On 1 January 2011, I retired from NOAA in the midst of a "new" energy crisis and a "new" public discovery that among other problems facing the nation, Louisiana's wetlands were eroding into the Gulf. 

Given this, what have we accomplished and learned over the past 30 years?  For that matter, what have I accomplished and learned?  And what does this portend for the future?

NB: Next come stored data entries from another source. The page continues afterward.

PR #1488, opened 2026-08-11
Migrate fjs/effects/memory, mock, eff, node, and fjs/text/sgr to .f.mjs

sergey-shandar:
## Summary

Five modules migrate from authored TypeScript to JSDoc-typed `.f.mjs`, per `todo/migrate-typescript-to-mjs.md`, each splitting its public type-level API into a sibling `types.ts`:

- `fjs/effects/memory/module.f.ts` — `Key`, `MemCreate`, `MemRead`, `MemWrite`, `MemOp`, and the private `MemKeyHash` → `_MemKeyHash`. Updates 13 dependents (`cas`, `mcp`, `protocol/mcp`, `effects/node` and its `virtual`/`memory` submodules), and fixes two markdown link hrefs (`cas/evo/module.f.ts`'s docstring, `cas/evo/README.md`) that pointed at the old `.f.ts` path.
- `fjs/effects/mock/module.f.ts` — `MemOperationMap`, `RunInstance`. Updates 4 dependents.
- `fjs/effects/eff/module.f.ts` — the `Eff<O,T,P>` type. Updates 4 dependents plus 3 doc references.
- `fjs/effects/node/module.f.ts` (566 lines) — the Node.js effect operations module: filesystem, networking, exec, console, sandbox, test registration, and `NodeOp`/`NodeProgram`. Updates 26 dependents across the repo, plus a batch of stale `module.f.ts` doc references (including several with stale line-number citations that now split across `module.f.mjs` and `types.ts`).
- `fjs/text/sgr/module.f.ts` — `Stdout`, `WriteText`, `CsiConsole`. Updates the `emergent_testing` dependent and stale line-number citations across three todo docs.

All five `proof.f.ts` files stay TypeScript for now (their remaining runtime dependencies: `effects/proof.f.ts`, `effects/node/virtual/module.f.ts` — both still unmigrated).

## Test plan


o2alexanderfedin (commented):
Reviewed at `91bd993`. Four modules — `effects/memory`, `effects/mock`, `effects/eff`, `effects/node`. All four are equivalent to `main`'s compiled output, `npx tsc` is clean, 2356 pass / 0 fail, links are 144/144 with none added and 0 label-target mismatches, and the CHANGELOG covers all four. One thing to fix.

Two apparent differences turned out to be artifacts of comparing against compiled output, and both are worth naming because they are the *good* outcome:

- `effects/node` looks like it changes `(lenV & 0b111n)` to `(lenV & 7n)`. It doesn't — `main`'s **source** at line 216 already reads `0b111n`, and TypeScript's emitter is what normalizes it to `7n`. The branch preserves the binary spelling, so the "low three bits" intent of the mask survives.
- `effects/memory`'s `asBase`/`asNominal` declarations gain a named `_MemKeyHash` where `main` inlined the raw hash literal `"3f114fa6…"`. That is a readability improvement, not a change: the alias was non-exported on `main` so the emitter had to inline it, and now that it is exported (correctly `_`-prefixed) it can be named.

Also noticed `read`'s parameter was quietly fixed from `ket` to `key`.

## `log` and `error` dropped the `Console` annotation

`main`:

```ts
export const log: Console = writeString('stdout')
export const error: Console = writeString('stderr')
```

this branch:

```js
/** Writes a line to `stdout`. Replaces the retired `Log` effect. */
export const log = writeString('stdout')
```

With no annotation the type is inferred from `writeString('stdout')`, so the emitted declarations expand to `(s: string) => Effect<Write, void>` instead of naming `Console`. `Console` is `(s: string) => Effect<Write, void>`, so the types are identical and no caller can tell — nothing is weakened.

What makes it worth fixing is the second-order effect: `Console` is still exported from `types.ts`, unchanged, and after this change **nothing in the emitted surface references it**. An exported alias that no declaration mentions reads as dead, and the next person to touch this file has no signal that `log`/`error` are meant to be the same shape.

This is the same case as `eof` losing `TerminalRange` on #1485. Fix is `/** @type {Console} */` above each, plus adding `Console` to the `@import` list in `module.f.mjs` — it isn't currently imported there. I swept the rest of the diff for this shape (an export whose `main` declaration was a bare alias that still exists as an exported type): these two are the only ones.

## Minor — a stale line in the description

> `proof.f.ts` stays TypeScript for now — it has a runtime dependency on `../mock/module.f.ts`, still unmigrated.

`mock` is migrated by the third commit of this same PR, so at this head every runtime import in `effects/memory/proof.f.ts` is already `.f.mjs`. Leaving the proof as `.f.ts` is fine either way — §2 says renaming an implementation never requires renaming its proof — so this is only the stated reason having gone stale mid-PR, not a problem with the outcome. (`eff/proof.f.ts` genuinely is still blocked, on `../proof.f.ts`.)

---

No correctness objection; happy to approve once the two `@type {Console}` annotations are back.

o2alexanderfedin (approved):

Speaking from a US vantage point, the coastal and marine community has made significant progress with institution building, education, and research.  With regard to institutions to address our problems in the 1970s, new federal programs such as coastal zone management (CZM), national marine sanctuaries, and national estuarine research reserves were established to provide a more comprehensive suite of tools for action in this environment.  Concurrently, new areas of scientific inquiry, formal management disciplines, and the linkages among them began and continue to develop.  However, with the exception of the recovery of a few charismatic species and the setting aside of special areas, we have failed to deter continuing species loss and ecosystem degradation, both primary goals.  

Coastal zone management

In the 1970s-1980s, the national CZM Program saw cooperative efforts by NOAA and the states and territories - often in consultation with Congressional staff - to develop management programs and an overarching national structure.  Together they built the institutions and processes needed to address the use of coastal lands and, to a lesser degree, coastal waters in a comprehensive manner.  It was a time of experimentation and innovation as the 35 coastal states and territories served as public administration laboratories.  Each experimented with new approaches built upon unique state authorities to address general and specific federal statutory requirements, and shared information and approaches to address common issues.   Unfortunately, that cooperative spirit was lost during the administration of President Ronald Reagan (1981-1989) and a broad-based federal-state professional partnership has not been fully re-established, often hampering the sharing of resources, capabilities, and comprehensive approaches to problem solving.  While the final state CZM program is now nearing approval, the magnitude and range of today's problems call for active partnerships across all levels of government, not a go-it-alone approach.

Marine protected areas

The foci of marine protected area programs have evolved over time.  For example, in its early years the National Estuarine Research Reserve System (NERRS), then the Estuarine Sanctuary Program, focused on protecting estuarine resources through land acquisition.  Today's NERRS is more actively providing environmental education, research, long-term monitoring, and training.  The National Marine Sanctuary Program also has evolved, adapting to a broader understanding of stressors and threats.  The program's initial focus was on smaller special areas such as Key Largo in Florida and the wreck of the USS Monitor.  The late 1980s and early 1990s saw the program driven by significant public pressure to use larger sanctuaries with broad prohibitive regulations to preclude perceived large-scale threats: i.e., oil and gas drilling, and conflicting uses of the sea and seafloor such as sewage outfalls, dredged material disposal, and sand and gravel mining.  Sanctuaries today are increasing the use of more specialized and targeted regulatory and non-regulatory approaches, retrofitting existing sites through a public management plan update process.  Area-based fisheries management continues to move to a broader, habitat-focused approach, and during the past decade the country's National Parks and National Wildlife Refuges began strengthening the conservation of their non-terrestrial resources.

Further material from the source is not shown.